Le renseignement financier, bien que timide, s’intègre de plus en plus dans les mœurs et pratiques professionnelles. Les banques, dont le dispositif prudentiel est imposé par Bank Al-Maghrib, se placent en tête des dénonciateurs. Les notaires ont effectué, quant à eux, 2 déclarations de soupçon en 2012
L’année qui s’achève aura un goût particulier pour les agents de l’Unité de traitement du renseignement financier. Le Maroc a pu s’extirper de la fameuse «liste grise» du Groupe d’action financière internationale (Gafi) suite à une «boulimie» législative: une loi fondatrice dans la lutte contre le blanchiment des capitaux puis des réformes en 2011 et 2013 destinées notamment à tenailler le financement du terrorisme. Le Maroc a été par la suite classé, le 16 octobre 2013, comme «un bon élève» par le Gafi (cf.
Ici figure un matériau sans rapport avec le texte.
PR #12987, opened 2026-07-15
refactor(networking): Set up HTTP client in ServiceContainer and DI

Firehed:
There's a mix of networking paths for external calls in OpenEMR:

- direct cURL calls (~12)
- `oeHttp` family (rarely used)
- directly using Guzzle (~20)
- file_get_contents (hard to skim what's networking vs disk; both are problems)
- several other network-request libraries are installed that I didn't check touch-points

This inconsistency leads to poor enforcement of good defaults: timeouts, certificate validation, error detection and handling, and more. It also makes adding middleware to the request lifecycle _extremely_ ad-hoc (example use-cases: operational telemetry, audit logging, dealing with proxies). Having spot-checked a few implementations, it looks like _most_ of the non-Guzzle locations are at risk of runtime errors at minimum. Effectively all of them cannot be unit-tested.

There's already a migration guide in place touching on this, but it predates some recent refactoring. Plus, as written, most points are still not easily testable as it encouraged directly instantiating the client. This aims to address all of those by making the preferred tools easy to use and updating documentation to encourage it. "Pit of success" and all that.

> [!NOTE]
> This adds PSR-18 as well as Guzzle's ClientInterface intentionally. The former being framework-agnostic is generally preferred, but Guzzle adds _a lot_ of ergonomics that make it worth exposing directly (basically most of what oeHttp aims to do, but more complete and it's not something to maintain). Since it's already installed and the de-facto library for basically _every_ modern PHP project, I'm not overly worried about the soft coupling.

L’Economiste du 17 juin et du 9 septembre 2013).
L’Unité, sous tutelle de la Primature, acte ainsi sa «victoire» en publiant son rapport annuel de 2012. Fait marquant: Les déclarations de soupçon sont en hausse depuis 2009 passant de 11 à 169 en 2012. Les banques et les sociétés de transfert de fonds en sont, comme à l’accoutumée, les principales émettrices.
Les notaires, eux, intègrent le bataillon. Les règles prudentielles imposées par Bank Al-Maghrib ou les circulaires de l’Office des changes expliquent sans doute le statut «entreprenant» des banques.
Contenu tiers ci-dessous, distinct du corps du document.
PR #3323, opened 2026-07-27
Share one lexical scan for declaration-end detection (#3300)

### LINKED ISSUE #3300: IsSelfTerminatingLine does not strip trailing comments, triggering an unnecessary forward scan
`SourceLinkResolver.IsSelfTerminatingLine` decides whether an extracted range already ends at a natural stopping point. It inspects the raw trailing characters of the line and does not strip a trailing comment, so a declaration whose line ends in a comment containing a brace — for example:

```csharp
public int Target() => 0; // opens nothing {
```

is not recognized as self-terminating, and `ExtractMethodBody` falls through to the forward brace scan it did not need. The extracted body can then pick up following lines.

This is cosmetic rather than incorrect in the common case, and it is pre-existing: it predates #3287, where it was found while writing tests for the surrounding `HasUnclosedBlock` work. The test written for it was retargeted rather than expand that PR's scope.

`HasUnclosedBlock` already knows how to skip line comments, block comments, char literals, and regular, verbatim, and verbatim-interpolated strings. The likely fix is to share that scanning with `IsSelfTerminatingLine` so the two cannot disagree about where a line really ends, rather than adding a second, simpler comment stripper next to it.

richlander:
Fixes #3300.

## What was wrong

`IsSelfTerminatingLine` decided whether an extracted range already ended at a natural stopping point by inspecting the raw trailing characters of the line. A declaration whose line ends in a comment was therefore not recognized as terminated:

```csharp
public int Target() => 0; // opens nothing {
```

`ExtractMethodBody` fell through to the forward brace scan it did not need, which can append the enclosing type''s closing brace to the extracted source.

`HasUnclosedBlock`, sitting immediately below it, already knew how to skip line comments, block comments, char literals, and regular, verbatim, and verbatim-interpolated strings — but it answered a *different* question about the *same* text. Two scanners over one line can disagree about where that line really ends, which is the actual defect; the trailing comment is just where it showed.

## What changed

Both are replaced by a single `EndsDeclaration`, which runs one lexical scan (`ScanLine`) across the range and reads both answers off the same state:

- the **last significant character** — the last non-whitespace character outside a comment — which must be `;` or `}`
- the **brace depth**, counting only structural braces

Two behaviors fall out of sharing the scan, both of which I consider corrections rather than side effects:

- A `;` or `}` inside a string or comment no longer reads as a terminator, because it terminates nothing.
- A raw string literal closed on its own line is now scanned properly instead of abandoning the range to the forward scan. A raw string that *spans* lines stays conservative, exactly as before.

The single-line exemption from depth analysis is preserved, so a one-line declaration still owns no brace below it.

## Evidence

Five new tests in `ExtractMethodBodyTests`, covering the issue repro, a trailing block comment, a `;` that appears only inside a trailing comment (must *not* count), a multi-line raw string (must still fall back), and a single-line raw string (must not).

| Suite | Result |
| --- | --- |
| `tests/ILInspector.Metadata.Tests` | 920 / 920 |
| `src/DotnetInspector.Services.Tests` | 319 / 319 |
| `src/dotnet-inspect.Tests` | 2188, 10 skipped (ilasm/ildasm absent) |

Two CLI failures are accounted for and neither is mine:

- `LibraryCommand_DiscoverEffective_GroupsSourceLinkUnderSourceAndHidden` — reproduced on clean `origin/main` at `3fc6f1c8` in a separate worktree, same `Assert.DoesNotContain()` assertion.
- `PerformanceTriagePredicates_DoNotAlterDiscovery(command: "library")` — the suite''s known parallel flake; passes in isolation.

End-to-end canary against a real platform assembly, byte-identical to `origin/main`:

```text
dotnet-inspect member "System.Text.Json.JsonSerializerOptions" --platform System.Text.Json MaxDepth -S "Original Source"
```

## Risk

This is a behavior change to a heuristic shared by **every** member''s source extraction, not just the case in the issue — the same surface that produced every review finding on #3287. Sized as high risk accordingly.

### DIFF
--- a/src/ILInspector.Metadata/SourceLinkResolver.cs
+++ b/src/ILInspector.Metadata/SourceLinkResolver.cs
@@ -154,9 +154,11 @@ public class SourceLinkResolver
         // next "}" below it closes the enclosing type instead (issue #3278). A range that still
         // has a block open does own one, even when its last line ends in ";": a signature whose
         // "{" sits on the declaration line ends its sequence range on the last statement.
-        bool endsAtDeclaration = startsAtDeclaration && end >= 1 && end <= lines.Length
-            && IsSelfTerminatingLine(lines[end - 1])
-            && !HasUnclosedBlock(lines, from, to);
+        //
+        // Both answers read the same lexical state, so one scan produces both. A trailing
+        // comment must not hide the terminating ";" (issue #3300), and a brace inside a comment
+        // or a literal must not count as structural.
+        bool endsAtDeclaration = startsAtDeclaration && EndsDeclaration(lines, from, to);
 
         // Scan forward to include the closing brace.
         for (int i = to; !endsAtDeclaration && i < Math.Min(to + 3, lines.Length); i++)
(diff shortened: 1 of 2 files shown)


richlander:

Two-model review, GPT (`gpt-5.6-sol`) and MAI (`mai-code-1-flash-picker`), each isolated in its own detached review worktree. Sized as high risk because this changes a heuristic shared by every member''s source extraction.

### Round 1 — head `420a4aab`

| --- | --- | --- |
| GPT | Clean. Exercised the requested boundary, string, comment, raw/verbatim literal, single-line, and range cases against both head and base, plus an exhaustive scanner probe — 898,779 `ScanLine` and 14,123,676 `IndexOfQuoteRun` calls, no exceptions or hangs. Bounds behavior matched base, including a pre-existing exception on a negative `endLine`. | — |
| MAI (Medium) | `EndsDeclaration` overwrote its saved terminator on every line, so a blank, whitespace-only, or comment-only line below the declaration reset it to `'\0'`. The range then looked unterminated, the forward scan ran, and the enclosing type brace was appended. | Fixed in `299458e4`. |

The terminator is now replaced only when a line actually contributes a significant character — which is what "the range''s last significant character" was meant to say in the first place.

**This one was pre-existing, not a regression I introduced.** Base looked only at the range''s *last* line, so a blank last line failed the same way. Verified by loading both assemblies side by side and running the same input:

```text
--- BASE (main) ---
    public int Target() => 0;

}
--- HEAD (fix) ---
public int Target() => 0;
```

It produces visibly wrong output, so it is fixed here rather than documented — consistent with how the equivalent findings were handled on #3287.

### Round 2 — head `299458e4`

Both reviewers re-verified the exact head and are clean. GPT confirmed the diff is confined to `EndsDeclaration`, its doc comment, and two tests, and re-ran its carry-forward edge cases. MAI rebuilt its harness against the fresh binary and probed the blank and comment-only carry-forward cases plus brace-depth interaction. Metadata suite: **922 / 922** for both.

### Validation at `299458e4`

| Suite | Result |
| --- | --- |
| `tests/ILInspector.Metadata.Tests` | 922 / 922 |
| `src/DotnetInspector.Services.Tests` | 319 / 319 |
| `src/dotnet-inspect.Tests` | 2188, 10 skipped; the two failures are accounted for in the PR description and neither is caused by this change |

richlander:
Ready to merge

Est-ce à dire que plus un secteur est organisé, plus il est vigilant et sourcilleux sur les normes? C’est en partie vrai dans la mesure où la communauté financière compte aussi les sociétés de financement, les sociétés de bourse, les assureurs, les bureaux de change… Sachant que d’autres corps de métiers sont concernés de très près par la législation anti-blanchiment: contrôleurs de comptes, conseillers fiscaux, professions juridiques libérales, agents et intermédiaires immobiliers, casinos, négociants de pierres précieuses et même les marchands d’œuvres d’art… Et qui, à ce jour, sont absents de la liste des déclarants depuis le lancement de l’Unité en octobre 2009. C’est dire que la liste des personnes assujetties (15) est longue et celle des déclarants est courte (3). D’où la critique à peine voilée de l’UTRF: «Quoique le nombre de déclarations de soupçon reste tributaire de la taille de la personne assujettie et de son portefeuille client, il reste néanmoins lié à son degré d’implication et de vigilance». L’on peut supposer qu’en affaire, un dilemme se pose toujours: faire le choix entre une opération économiquement «juteuse» et le devoir de dénoncer une opération suspecte.
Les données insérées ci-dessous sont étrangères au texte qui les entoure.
PR #3332, opened 2026-07-27
Make "only the tools ship" a property of the projects (#3330)

### LINKED ISSUE #3330: Internal libraries are packable by default; 'only dotnet-inspect ships' is enforced by the pack argument, not the projects
Found while verifying a risk claim on #3306. Not a live defect — a latent packaging footgun that the repository already has a convention against, applied everywhere except the internal libraries.

## What is true today

`AGENTS.md` states pack and publish flows "remain separate and build `src/dotnet-inspect` directly", and that is what the workflows do — every `dotnet pack` targets the CLI project:

```
ci.yml:583,596,606        dotnet pack src/dotnet-inspect ...
release.yml:169,199,211   dotnet pack src/dotnet-inspect ...
```

So nothing unintended ships. But the reason nothing ships is the **argument to `dotnet pack`**, not a property of the projects. The internal libraries are packable and produce packages on demand:

```
$ dotnet pack src/ILInspector.Decompiler -c Release
Successfully created package '.../artifacts/package/release/ILInspector.Decompiler.1.0.0.nupkg'.
```

## The convention exists but stops short of the libraries

`IsPackable=false` is set on 58 of 81 projects — fixtures, test projects, and sample apps. The 23 without it include the two shipping tools and, notably, **16 internal libraries**:

```
src/DotnetInspector.Core
src/DotnetInspector.MetadataRendering
src/DotnetInspector.Packages
src/DotnetInspector.Services
src/ILInspector.Analysis
src/ILInspector.CSharp
src/ILInspector.CallGraph
src/ILInspector.ControlFlow
src/ILInspector.Decompiler
src/ILInspector.Findings
src/ILInspector.Instructions
src/ILInspector.Metadata
src/ILInspector.MetadataPrimitives
src/ILInspector.Research
src/ILInspector.Text
tests/TestExtensions
```

These default to the SDK's `IsPackable=true`.

## Why it is worth closing

The concrete exposure is that any solution-wide pack step — `dotnet pack dotnet-inspect.slnx`, a future publish job, or a contributor running pack at the repo root to debug something — emits 16 packages at version `1.0.0` for libraries that have no versioning story, no API-stability commitment, and no intent to be consumed externally. Once such a package reaches a feed, the layering rules in `AGENTS.md` become an external compatibility surface rather than an internal design constraint.

It also affects how "no API break" is reasoned about in review. On #3306 the stated rationale for a public-API removal being safe was that the project is not packed. That conclusion was right, but the premise was the pack target rather than a project opt-out — and a premise that lives in a workflow argument is easy to invalidate from a different file than the one being reviewed.

This is the #3271 shape applied to the build: the intent is documented and currently honored, but enforced by convention rather than by the thing it constrains.

## Suggested fix

Set `<IsPackable>false</IsPackable>` on the internal libraries, most cheaply as a default in `Directory.Build.props` with the shipping tools opting back in. That makes "only `dotnet-inspect` ships" a property of the projects, so it holds regardless of how pack is invoked, and gives reviewers a local answer to "can this library's public API break anyone?"

Low priority and entirely mechanical. Filing so the reasoning is recorded rather than rediscovered next time an API-surface question comes up.

richlander:
Closes #3330.

## The gap

Nothing unintended ships today, but the reason is the **argument to `dotnet pack`**, not a property of the projects. The internal libraries inherited the SDK`s `IsPackable=true`.

Measured on `bf60a965`, before the change:

```
$ dotnet pack dotnet-inspect.slnx -c Release
17 packages
```

```
DotnetInspector.Core.1.0.0            ILInspector.Findings.1.0.0
DotnetInspector.MetadataRendering.1.0.0  ILInspector.Instructions.1.0.0
DotnetInspector.Packages.1.0.0        ILInspector.Metadata.1.0.0
DotnetInspector.Services.1.0.0        ILInspector.MetadataPrimitives.1.0.0
ILInspector.Analysis.1.0.0            ILInspector.Research.1.0.0
ILInspector.CSharp.1.0.0              ILInspector.Text.1.0.0
ILInspector.CallGraph.1.0.0           RunFaster.AllocationFixture.1.0.0
ILInspector.ControlFlow.1.0.0         runfaster.0.1.0
ILInspector.Decompiler.1.0.0
```

One beyond the issue`s list: `RunFaster.AllocationFixture`, a benchmark fixture, also packed.

## Change

Inverts the default in the root `Directory.Build.props`, with `src/dotnet-inspect` and `src/runfaster` opting back in. A new project now inherits "does not ship", so shipping is the explicit act — the same shape as #3289`s inverted validation default, applied to the build.

The 58 projects that already set `IsPackable=false` keep their explicit setting. Removing them would touch 58 files for no behavior change; they are now redundant rather than wrong.

**`PackagingSurfaceTests`** holds both halves, because either alone is insufficient:

- `OnlyTheShippingToolsOptIntoPackaging` pins the opt-in set by set equality, ignoring `Condition` — a project that packs under *some* configuration ships under that configuration.
- `PackagingIsOffByDefaultForEveryProject` asserts the default is declared, and unconditionally. Without it the census passes vacuously in the way that actually matters: delete the default, every project is packable again, no project needs an opt-in, and the census still reports green. Verified below — that is not a hypothetical.

## Evidence

| Check | Before (`bf60a965`) | After |
| --- | --- | --- |
| `dotnet pack dotnet-inspect.slnx -c Release` | **17 packages** | **1** (`runfaster`) |
| `dotnet pack src/ILInspector.Decompiler -c Release` | 1 package | **0** |
| `dotnet pack src/dotnet-inspect -c Release -r any -p:PublishAot=false -p:OfficialBuild=true` | packs | **packs** (`dotnet-inspect.any.0.16.0`) |
| `src/dotnet-inspect.Tests` full run | — | **2203 passed, 0 failed**, 12 skipped |
| `markdownlint AGENTS.md` | — | clean |

Gate teeth, each tampered and reverted:

| Tamper | Result |
| --- | --- |
| delete `IsPackable` from `Directory.Build.props` | **1 failed** — `PackagingIsOffByDefaultForEveryProject`; the census stayed green, which is the point |
| give the default a `Condition` that does not hold | **1 failed** — same gate |
| add `<IsPackable>true</IsPackable>` to `ILInspector.Decompiler` | **1 failed** — `OnlyTheShippingToolsOptIntoPackaging` |
| untampered | **2 passed** |

### One pre-existing failure, not caused by this change

`dotnet pack src/dotnet-inspect -c Release -p:SelfContained=true -p:OfficialBuild=true` (the pointer package, `ci.yml:583`) fails locally with `NETSDK1047 ... doesn`t have a target for net11.0/linux-x64`. I reproduced it on a **clean `origin/main` worktree** before concluding that — it is a local SDK/RID condition on this machine, unrelated to packability, and CI`s `pack` job is the authority. Flagging rather than burying it. The `-r any` invocation, which exercises the same project`s packability, works.

## Docs

`AGENTS.md` said pack flows "build `src/dotnet-inspect` directly", which stays true. It now also records that packaging is off by default and that internal library public surface is an internal design constraint rather than an external compatibility surface — the review question that produced this issue.

## Risk

Mechanical and build-only. No product code, no test behavior, no output. The only behavior change is that projects which were never intended to ship no longer produce packages; both shipping tools verified to still pack. Proposing single-review tier.

### DIFF
--- a/AGENTS.md
+++ b/AGENTS.md
@@ -295,7 +295,12 @@ to these trait filters (e.g. `--gate fast`, `--gate no-corpus`); run
 `--gate list` for the table.
 
 Pack and publish flows remain separate and build `src/dotnet-inspect`
-directly.
+directly. Packaging is off by default (`IsPackable=false` in the root
+`Directory.Build.props`), so only `src/dotnet-inspect` and `src/runfaster` opt
+back in and no other project can ship however pack is invoked. Internal
+libraries have no versioning story and no API-stability commitment; treat their
+public surface as an internal design constraint, not an external compatibility
+surface. `PackagingSurfaceTests` pins both halves.
 
 ## Output contract
 
--- a/Directory.Build.props
+++ b/Directory.Build.props
@@ -13,5 +13,17 @@
     <DefaultTargetFramework Condition="'$(DefaultTargetFramework)' == '' and '$(OfficialBuild)' == 'true' and '$(PublishAot)' == 'false'">net10.0</DefaultTargetFramework>
     <DefaultTargetFramework Condition="'$(DefaultTargetFramework)' == ''">net$(NETCoreAppMaximumVersion)</DefaultTargetFramework>
     <EnablePreviewFeatures>true</EnablePreviewFeatures>
+    <!--
+      Only the shipping tools produce packages, and that is a property of the
+      projects rather than of the argument each pack invocation happens to pass
+      (issue #3330). The internal libraries have no versioning story, no API
+      stability commitment, and no intent to be consumed externally; if one of
+      them reached a feed at 1.0.0, the layering rules in AGENTS.md would become
+      an external compatibility surface instead of an internal design
+      constraint. Off by default so a new library inherits "does not ship" and
+      shipping is the explicit act: src/dotnet-inspect and src/runfaster opt back
+      in, and PackagingSurfaceTests pins that set.
+    -->
+    <IsPackable>false</IsPackable>
   </PropertyGroup>
 </Project>
--- a/src/dotnet-inspect.Tests/PackagingSurfaceTests.cs
+++ b/src/dotnet-inspect.Tests/PackagingSurfaceTests.cs
@@ -1,0 +1,113 @@
+using System.Xml.Linq;
+
+namespace DotnetInspector.Tests;
+
+/// <summary>
+/// What this repository ships (#3330). Only the two tools produce packages, and
+/// that must be a property of the projects rather than of the argument each
+/// <c>dotnet pack</c> invocation happens to pass. Before the default was
+/// inverted, <c>dotnet pack dotnet-inspect.slnx</c> emitted 17 packages: the two
+/// tools plus 15 internal libraries and a benchmark fixture, all at
+/// <c>1.0.0</c>, for code with no versioning story and no intent to be consumed
+/// externally. A library that reaches a feed turns the layering rules in
+/// <c>AGENTS.md</c> into an external compatibility surface instead of an
+/// internal design constraint.
+/// <para>
+/// The enforcement is the root <c>Directory.Build.props</c>: with
+/// <c>IsPackable=false</c> inherited, a new project ships nothing unless someone
+/// writes the opt-in, so shipping is the explicit act. These tests hold the two
+/// halves that makes true — that the default is actually declared, and that the
+/// set of projects opting back in is exactly the shipping tools. They also give
+/// review a local answer to "can this library's public API break anyone?",
+/// which on #3306 had to be settled by reading two workflow files.
+/// </para>
+/// </summary>
+public sealed class PackagingSurfaceTests
+{
+    static readonly string[] ShippingProjects =
+    [
+        "src/dotnet-inspect/dotnet-inspect.csproj",
+        "src/runfaster/runfaster.csproj",
+    ];
+
+    /// <summary>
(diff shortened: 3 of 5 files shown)


richlander:
CI green on `8418c7d5` — all seven jobs, and notably `pack` **ran** rather than skipping, because this change touches its path gate. That is the job that matters here, and it settles the one loose end in the description.

All three shipping invocations still produce their packages under the inverted default:

```
dotnet pack src/dotnet-inspect -c Release -p:SelfContained=true -p:OfficialBuild=true
  → dotnet-inspect.0.16.0.nupkg
dotnet pack src/dotnet-inspect -c Release -r any -p:PublishAot=false -p:OfficialBuild=true
  → dotnet-inspect.any.0.16.0.nupkg
dotnet pack src/dotnet-inspect -c Release -r linux-x64 -p:OfficialAotBuild=true
  → dotnet-inspect.linux-x64.0.16.0.nupkg
```

The pointer package I could not build locally (`NETSDK1047`, reproduced on a clean `origin/main` worktree) builds fine in CI, confirming it was a local SDK/RID condition and not this change.

| Job | Result |
| --- | --- |
| `pack` | pass (4m41s) — all 3 tool packages produced |
| `test (ubuntu-26.04, linux-x64)` | pass (7m28s) |
| `build-net10` | pass (2m1s) |
| `csharp-diff-smoke` / `il-diff-smoke` | pass |
| `markdownlint` | pass |

Ready to merge.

A moins que certaines corporations ignorent ou ne sont pas totalement au fait des dispositions légales auxquelles elles sont soumises.
Ainsi, à l’exception de trois déclarations relatives au financement du terrorisme (voir page De Bonnes Sources), toutes les déclarations de soupçon concernent le blanchiment de capitaux, affichant une progression de 62,7% entre 2011 et 2012. A noter aussi qu’en matière de communications spontanées, l’Office des changes, la Douane, la direction des Impôts et l’Instance centrale de prévention de corruption se démarquent.
Concernant les demandes d’informations, que l’UTRF envoie aux catégories assujetties pour complément d’analyse, leur nombre a évolué durant le quadriennal étudié (2009-2012), atteignant 1.714 avec un taux de réponse avoisinant les 100%. Pour rappel, l’Unité se garde le droit de s’opposer à toute opération jugée douteuse.
Transmission au Parquet
Le processus LBC/FT ne s’arrête pas aux déclarations de soupçon et autres demandes d’informations, il donne lieu à des poursuites judiciaires. L’UTRF saisit le procureur général du tribunal de première instance de Rabat en cas de blanchiment de capitaux, et celui de la Cour d’appel en cas de financement de terrorisme. 14 transmissions ont été effectuées lors de la période 2009-2012, dont neuf en 2012. «L’action concertée avec les autorités judiciaires a permis de recenser 5 modes opératoires», indique le rapport de l’Unité. Il s’agit principalement des détournements de fonds par virements frauduleux, introduction dans le circuit bancaire de fonds issus du trafic de stupéfiants, escroquerie par le biais de virement au profit de sociétés sans activités, utilisation de documents d’identification falsifiés, utilisation de cartes prépayées pour la collecte de l’argent. En revanche, aucune information n’est donnée sur l’aboutissement des procédures judiciaires. Pour rappel, le parquet a l’obligation de notifier à l’UTRF, les décisions définitives de la juridiction saisie, aux termes de l’article 18 de la loi 43-05.